I like it how R9 295X2 is lightning fast and beats confidently everything else at 4K.

This is the card to go.


----------



## Frogger (Aug 7, 2015)

Thanks for the review. But after buying an EVGA 790 for my 4k TV, 1st nv purchase in 6+years. I think my next gaming build will be Pascal based. The 7970's will have to do till then.


----------



## Sony Xperia S (Aug 7, 2015)

Frogger said:


> I think my next gaming build will be Pascal based.



Why?

I mean how do you know that Pascal will be better than the rest?


----------



## Moofachuka (Aug 7, 2015)

Had 560ti, then went with 7970 then xfire them... Might be outdated but still good for the games I play at 1080p.  Initially had problems with xfire but it's been smooth for over a year.  My next card will probably be Pascal due to AMD's uncertain future...


----------



## Sony Xperia S (Aug 7, 2015)

Moofachuka said:


> My next card will probably be Pascal due to AMD's uncertain future...



The good thing is that there are signs that nvidia is joining AMD in the party.

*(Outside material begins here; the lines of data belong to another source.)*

PR #444, opened 2026-07-22
ui: include frontmatter tags in tags sidebar section

junereycasuga:
**Summary**

This PR makes frontmatter tags a first-class source for note tags, alongside inline #tags.

Previously, the sidebar/tag metadata pipeline only picked up inline hashtag syntax. Notes that already had tags in notes frontmatter, such as:

 ```markdown
---
tags: [project, daily, area/work]
---
 ```

 would not contribute those tags to the sidebar unless the same tags also appeared in the body.

 **Changes**
 - Include tags from frontmatter when extracting note tags.
 - Support common frontmatter tag formats:
     - inline arrays: tags: [daily, work]
     - block lists:
```markdown
tags:
  - daily
  - work
```
     - quoted tags and tags with a leading #
     - nested tags like project/compiler
 - Keep inline #tag extraction behavior unchanged.
 - Ignore non-tags frontmatter fields containing #, e.g. title: #ignored.
 - Bump the note metadata cache version so existing notes are reparsed and old cached metadata does not hide pre-existing frontmatter tags.
 - Keep desktop, renderer, MCP, and server tag extraction paths consistent.
 - Add regression coverage for frontmatter tag extraction.

 **Validation**

 - `npm run test:run --workspace @zennotes/app-core -- tags.test.ts`
 - `npm run test:run --workspace @zennotes/desktop -- vault.test.ts`
 - `go test ./internal/vault`
 - app-core and desktop node typechecks passed.

### DIFF
--- a/apps/desktop/src/main/vault.test.ts
+++ b/apps/desktop/src/main/vault.test.ts
@@ -624,6 +624,32 @@ describe('listNotes metadata parsing', () => {
     expect(note?.tags).toEqual(['realtag'])
   })
 
+  it('indexes frontmatter tags as first-class note tags', async () => {
+    const root = await makeTempDir('zennotes-meta-frontmatter-tags-')
+    await ensureVaultLayout(root)
+    const rel = 'inbox/frontmatter.md'
+    await writeFile(
+      path.join(root, rel),
+      '---\ntags: [frontmatter, "#quoted", project/nested]\ntitle: #ignored\n---\n\n#inline\n',
+      'utf8'
+    )
+
+    const notes = await listNotes(root)
+    const note = notes.find((n) => n.path === rel)
+    expect(note?.tags).toEqual(['frontmatter', 'quoted', 'project/nested', 'inline'])
+  })
+
+  it('indexes block-list frontmatter tags', async () => {
+    const root = await makeTempDir('zennotes-meta-frontmatter-tag-list-')
+    await ensureVaultLayout(root)
+    const rel = 'inbox/frontmatter-list.md'
+    await writeFile(path.join(root, rel), '---\ntags:\n  - daily\n  - "#log"\n---\n\nBody\n', 'utf8')
+
+    const notes = await listNotes(root)
+    const note = notes.find((n) => n.path === rel)
+    expect(note?.tags).toEqual(['daily', 'log'])
+  })
+
   it('detects only local asset references as attachments', async () => {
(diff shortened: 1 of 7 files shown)


adibhanna:
Merged into `v2.19.0` — thanks again @junereycasuga, this ships in 2.19.0 alongside #443.

This one was a genuine gap: a vault written in Obsidian, where tags live in frontmatter, showed an empty tag pane in ZenNotes unless the same tags were repeated in the body. I confirmed it in the packaged app before and after — the seeded vault went from listing `inline`, `notatag` to listing `alpha`, `beta/gamma`, `daily`, `work`, `log`, `inline`. Note that second item in the "before" list: `title: #notatag` in frontmatter used to be scanned as an inline tag, because the block was never excluded from the body scan. Your change fixes that too, which is worth calling out since it's the kind of thing that quietly pollutes a tag list.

Have you seen in their latest quarter report the steep decline in net income?

Seriously tho, AMD will be fine.


----------



## jigar2speed (Aug 7, 2015)

hmm... the gap between Fury's and the GTX 980Ti has started to shrink above full HD resolution.

EDIT: Wrong assumption, please ignore...


----------



## dick_cheney (Aug 7, 2015)

Sony Xperia S said:


> The good thing is that there are signs that nvidia is joining AMD in the party. Have you seen in their latest quarter report the steep decline in net income?
> 
> Seriously tho, AMD will be fine.



Lol what, Nvidia had a great last quarter after a 176m writeoff from their modem divsion, 400m share repurchase and a 52m cash dividend for its shareholders they still posted in the green...plus i think it was their highest quarterly result overall so far.


----------



## 64K (Aug 7, 2015)

jigar2speed said:


> hmm... the gap between Fury's and the GTX 980Ti has started to shrink above full HD resolution.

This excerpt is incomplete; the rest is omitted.